Japan’s Gurimu Narita competes at the 2017 World Para Snowboard Championships in Big White, Canada.

ⒸGavin Crawford
By IPC

“I was doing snowboard half-pipe 10 years ago and I crashed my knee, so I stopped but I found snowboard again.”

Japan’s Gurimu Narita felt like his old self when he went down the banked slalom course of the recently concluded 2017 World Para Snowboard Championships in Big White, Canada.

It reminded him of when he was an able-bodied snowboarder. He especially loved doing half-pipe.

That is what the first 13 banked turns of the course felt like, he said.

And the feeling was even better when he learned he won the bronze medal in the men’s SB-LL1 category.

“I was doing snowboard half-pipe 10 years ago and I crashed my knee, so I stopped but I found snowboard again,” Narita said.

He found it only last year.

Narita damaged the nerves in his left calf bone, resulting in paralysis in his left knee after an accident during a trampoline training session for snowboard in 2013.

He tried Para athletics in 2015.

But his love for winter sports rekindled, especially since his older brother and sister are also snowboarders who represented Japan during the Turin 2006 Olympic Games.

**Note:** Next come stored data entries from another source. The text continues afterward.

PR #148, opened 2025-01-02
Add a script to run the raw TTIR from models excel file with TTRT

mmanzoorTT:
We can run the models with `EXECUTE_OP_BY_OP` in CI; so we don't need TTRT script to run TTIR graphs. 
This script is added for reference.


mmanzoorTT:
No more required. closing it.

PR #163, opened 2025-01-06
Add workflow for ttnn md files generation

ddilbazTT:
Add workflow for ttnn md files generation to nightly tests. Currently, created files are not pushed to docs/ops/ttnn. As next iteration, these files could be published on Pages. Removed "Runs on hardware" from created files.


ddilbazTT:
For reference, [here](https://github.com/tenstorrent/tt-torch/actions/runs/12630217184) is a successful nightly test with the new workflow

vmilosevic (approved):

PR #170, opened 2025-01-07
Fix halting N300 tests.

LPanosTT:
Open the subprocesses which compile and run ops in the op-by-op flow by spawning rather than forking the main process. 

If an error is thrown during the compilation, catch it, terminate the process, then raise it again.


tests/torch/test_basic.py
```diff
@@ -9,6 +9,11 @@
 from tt_torch.tools.verify import verify_module
 from tt_torch.tools.utils import CompilerConfig
 
+import os
+
+print("LISTING THE CONTENTS OF /dev/hugepages-1G")
+print(os.listdir("/dev/hugepages-1G"))
```
LPanosTT, line 15: Don't mind this. It will be removed.

.github/workflows/run-model-tests.yml
```diff
@@ -14,8 +14,8 @@ jobs:
       fail-fast: false
       matrix:
         build: [
-          {runs-on: n150, name: "run1", test_names: "stable_diffusion, Qwen, MobileNetV2, clip, flan_t5, mlpmixer, resnet, vilt, albert, codegen, glpn_kitti, mnist, resnet50, RMBG, unet_carvana, mgp-str-base, musicgen_small, segformer, torchvision, yolos"},
-          {runs-on: n150, name: "run2", test_names: "t5, whisper, autoencoder_conv, deit, gpt2, mobilenet_ssd, roberta, timm, xglm, autoencoder_linear, detr, beit, distilbert, hand_landmark, openpose, segment_anything, unet, yolov3, bert, dpr, hardnet, opt, speecht5_tts, unet_brain, yolov5, bloom, falcon, llama, perceiver_io, squeeze_bert, gpt_neo"},
+          {runs-on: n150, n300, name: "run1", test_names: "stable_diffusion, Qwen, MobileNetV2, clip, flan_t5, mlpmixer, resnet, vilt, albert, codegen, glpn_kitti, mnist, resnet50, RMBG, unet_carvana, mgp-str-base, musicgen_small, segformer, torchvision, yolos"},
```
AleksKnezevic, line 17: Should we skip the nightlies until we figure out what's causing the hangs?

So last year, he searched “Paralympic” and “snowboard-cross” on the internet and found the sport did exist.

“I thought ‘Oh really?’ I can compete at the Paralympics? And there is a snowboard-cross division?’ So I said yeah I want to try,” Narita said.

His first ever World Para Snowboard competition was last November at the Europa Cup in Landgraaf, the Netherlands, followed by two World Cups all in banked slalom; he just missed the podium all three times.

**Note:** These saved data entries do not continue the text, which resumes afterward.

PR #181, opened 2025-01-09
Compare PCC/ATOL in ModelTester

LPanosTT:
- Removed unused code from `ModelTester`
 - Add PCC/ATOL verification of model outputs
 - Minor configuration specificities needed to allow some models to pass

### DIFF
--- a/tests/utils.py
+++ b/tests/utils.py
@@ -2,24 +2,54 @@
 #
 # SPDX-License-Identifier: Apache-2.0
 import torch
+import onnx
+from onnx.tools import update_model_dims
+import onnxruntime
 import numpy as np
 import collections
 import re
 from typing import List, Dict, Tuple
 from tt_torch.dynamo.backend import backend
+from tt_torch.onnx_compile import compile_onnx
 from tt_torch.tools.utils import CompilerConfig, CompileDepth
 import json
+from onnx import version_converter
 from pathlib import Path
+from tt_torch.tools.verify import verify_against_golden
 
 
 class ModelTester:
-    def __init__(self, model_name, mode, compiler_config=None):
+    def __init__(
+        self,
+        model_name,
+        mode,
+        pcc=0.99,
+        required_atol=None,
+        relative_atol=None,
+        compiler_config=None,
+    ):
         if mode not in ["train", "eval"]:
             raise ValueError(f"Current mode is not supported: {mode}")
         self.model_name = model_name
         self.mode = mode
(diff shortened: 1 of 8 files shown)


tests/utils.py
```diff
@@ -84,79 +121,21 @@ def run_model(self, model, inputs):
...
-        outputs = self.run_model(model, inputs)
-        loss = self.append_fake_loss_function(outputs)
-        loss.backward()
-        # Again, use the gradient of the input (`test_input.grad`) as the golden result for the training process.
-        results = self.get_results_train(model, inputs, outputs)
-        return results
-
     @torch.no_grad()
     def test_model_eval(self, on_device=True):
-        model = self.set_model_eval(self.model)
```
AleksKnezevic, line 153: perhaps simply `self.model = self.model.eval()`

tests/utils.py
```diff
@@ -166,433 +145,85 @@ def test_model(self, on_device=True):
...
-                )
-                break
-        return input_vals
-
-    def _adjust_where_self(self, input_vals):
-        for input_val in input_vals:
-            if input_val["name"] == "condition":
-                input_val["val"] = torch.randint(0, 2, input_val["val"].shape).type(
-                    torch.bool
+        assert (atol is not None) != (
```
AleksKnezevic, line 156: can you move this stuff to verify.py?

AleksKnezevic (changes requested):

tests/utils.py
LPanosTT: We don't want to use `self.model` throughout that function because if we set `self.model = self.compile_model(model, self.compiler_config)` (a few lines below) then we'll lose the PyTorch model.

tests/utils.py
LPanosTT: Sure

tests/utils.py
AleksKnezevic: I see. Makes sense. Is it better to just hold onto a `framework_model` and `compiled_mode` reference? And drop `self.model`?

LPanosTT: Probably. On it.

LPanosTT: I've gotten rid of `set_model_eval` since it seems to do nothing. I would like to make this a superclass in the future and create an `OnnxModelTester` and `PyTorchModelTester` in the future when I do this for ONNX models. So I'd rather get rid some things that seem unnecessary now.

Late January, however, the 23-year-old got his break when he won all three snowboard-cross races at the NorAm and World Cups in Lake Tahoe, California, USA.

Narita admitted snowboard-cross is more his discipline. But he fell down during one of his heats and was knocked out of medal contention for Big White 2017.

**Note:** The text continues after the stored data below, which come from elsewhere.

PR #184, opened 2025-01-10
fix checking unused getitems in op by op flow

brataTT:
This resolves failure in model tests
where ops with single output that are consumed by multiple other ops result in an exception

### DIFF
--- a/tests/torch/test_softmax.py
+++ b/tests/torch/test_softmax.py
@@ -1,0 +1,22 @@
+# SPDX-FileCopyrightText: (c) 2024 Tenstorrent AI ULC
+#
+# SPDX-License-Identifier: Apache-2.0
+import torch
+from torch import nn
+import pytest
+
+import tt_torch
+from tt_torch.tools.verify import verify_module
+
+
+@pytest.mark.xfail(reason="softmax_kernel_impl not implemented for Bool")
+def test_safe_softmax_bool():
+    class Basic(nn.Module):
+        def __init__(self):
+            super().__init__()
+
+        def forward(self, x):
+            return torch._safe_softmax(x, 1)
+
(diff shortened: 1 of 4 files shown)


AleksKnezevic (approved):

tests/models/beit/test_beit_image_classification.py
```diff
@@ -46,6 +46,7 @@ def _extract_outputs(self, output_object):
     "model_name",
     ["microsoft/beit-base-patch16-224", "microsoft/beit-large-patch16-224"],
 )
+@pytest.mark.xfail(reason="Fails due to passing bool to softmax")
```
AleksKnezevic, line 49: if this test is intended to pass, please remove xfail.

tests/torch/test_softmax.py
```diff
@@ -0,0 +1,22 @@
...
+# SPDX-License-Identifier: Apache-2.0
+import torch
+from torch import nn
+import pytest
+
+import tt_torch
+from tt_torch.tools.verify import verify_module
+
+
+@pytest.mark.xfail(reason="softmax_kernel_impl not implemented for Bool")
```
AleksKnezevic, line 12: This will need to be a test that uses the current transformers library (in which safe_softmax passes). You can add this in a subsequent pr.

AleksKnezevic (changes requested):

tests/torch/test_softmax.py
brataTT: I just tested this with older transofmers, and it still fails
For some reason, model tests pass
Since it does still fail, I kept it in

AleksKnezevic: perfect. maybe the update was just to use safe_softmax for this model. Actually, that makes sense since it's a transformers, not a torch update.

AleksKnezevic (approved):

Come the banked slalom, he said he was not expecting a medal because of his results from Landgraaf. But when he finished his last run and went over to check his time, another athlete told him he was in third place.

“Third place?” he repeated with a stunned look.

His time of 1:08.40 knocked off the USA’s Evan Strong, the reigning Worlds silver medallist.

More riders still needed to finish their runs, but the top three were pretty much decided.

With a giant smile, he stood next to Finland’s Matti Suur-Hamari and Great Britain’s Owen Pick, the respective gold and silver medallists, at the bottom of the course, waiting to officially celebrate his first ever Worlds medal.

“I like snowboard-cross and I didn’t really like banked slalom because it’s too tight,” Narita said. “But now I got third place, and I was really surprised, and I’m really happy to get this podium.”

Complete results from the 2017 World Para Snowboard Championships can be found at BigWhite2017.com.